Publication of the newly sequenced genome of the Amborella plant has shed new light on a major event in the history of life on Earth -- the origin of all major food crops and all other flowering plants. The research addresses the question of why flowers suddenly proliferated on Earth millions of years ago.
A paper by the Amborella Genome Sequencing Project, which includes Penn State scientists and students, was published by the journal Science in the Dec. 20 issue. The paper is among three on different research areas related to the Amborella genome that appear in the issue, along with a "Perspective" commentary by the journal.
Claude dePamphilis, professor of biology at Penn State, the overall principal investigator for the project and the corresponding author for the paper, is the only scientist who is a coauthor of all three papers.

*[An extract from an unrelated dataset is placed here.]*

PR #595, opened 2018-02-08
feat(Switch): add the icon prop to the Switch component to allow rendering images in ContentSwitcher

scottdickerson:
Closes carbon-design-system/carbon-components-react#585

Amborella (Amborella trichopoda) is unique as the sole survivor of an ancient evolutionary lineage that traces back to the last common ancestor of all flowering plants. The plant is a small tree found only on the main island of New Caledonia in the South Pacific. An effort to decipher the Amborella genome -- led by scientists at Penn State, the University at Buffalo, the University of Florida, the University of Georgia and the University of California-Riverside -- is uncovering evidence for the evolutionary processes that paved the way for the amazing diversity of the more than 300,000 flowering plant species on Earth today.
This unique heritage gives Amborella a special role in the study of flowering plants. The scientists who sequenced the Amborella genome said it provides conclusive evidence that the ancestor of all flowering plants, including Amborella, evolved following a "genome doubling event" that occurred about 200 million years ago. Some duplicated genes were lost over time but others took on new functions, including contributions to the development of floral organs.
"Genome doubling may offer an explanation for the apparently abrupt proliferation of new species of flowering plants in fossil records dating to the Cretaceous period," dePamphilis said. "Generations of scientists have worked to solve this puzzle, known as Darwin's "abominable mystery."
Comparative analyses of the Amborella genome already are providing scientists with a new perspective on the genetic origins of important traits in all flowering plants -- including all major food-crop species.
Joshua Der, a research associate in the dePamphilis lab and the project manager of Amborella Genome Project, said "We estimate that at least 14,000 protein-coding genes existed in the last common ancestor of all flowering plants. Many of these genes are unique to flowering plants, and many are known to be important for producing the flower as well as other structures and other processes specific to flowering plants."
The scientists indicated that this research provides the first global insight into how flowering plants are genetically different from all other plants on Earth, and it gives new clues about how seed plants are genetically different from non-seed plants.
In addition to its usefulness in studies of the evolution of flowering plants, the Amborella genome sequence offers insights into the history and conservation of Amborella populations. There are only 18 known populations of this special angiosperm in the mountainous regions of New Caledonia. The complete genome sequence of Amborella has been deposited in Genbank -- the U.S. National Institutes of Health database of publicly available gene sequences -- and also is available in the Amborella Genome Database (www.Amborella.org).
In addition to dePamphilis and Der, Penn State faculty members who participated in the research include Hong Ma, professor of biology and a co-principal investigator of the project, who performed studies of the evolution of gene families; Stephan C. Schuster, professor of biochemistry and molecular biology, in whose lab the Amborella genome and transcriptome sequencing were performed; Naomi Altman, professor of statistics, who contributed statistical analyses; and Michael Axtell, associate professor, biology, who performed analyses to annotate and study the small RNA genes in Amborella, revealing new information about some common and also very unusual microRNAs.
Other Penn State contributors to the research include Yuannian Jiao, who earned his doctorate degree in plant biology and was a postdoctoral associate in dePamphilis lab before moving recently to a postdoctoral position at the University of Georgia; graduate students Eric Wafula and Saima Shahid; undergraduate student Nina P. Farrell; technicians Paula Ralph, Lynn Tomsho and Riva A. Bruenn; and Hongzhi Kong, who was a postdoctoral associate in the Ma and dePamphilis labs before becoming a professor at the Chinese Academy of Sciences in Beijing.
In addition to researchers at Penn State, the paper's authors include scientists from the University at Buffalo, the University of Florida, the University of Georgia and the University of California-Riverside, and from other universities in the United States, Canada, Mexico, China, Korea, Taiwan, Singapore, Germany, Italy, Denmark, France and New Caledonia in the South Pacific.
The National Science Foundation's Plant Genome Research Program funded this work.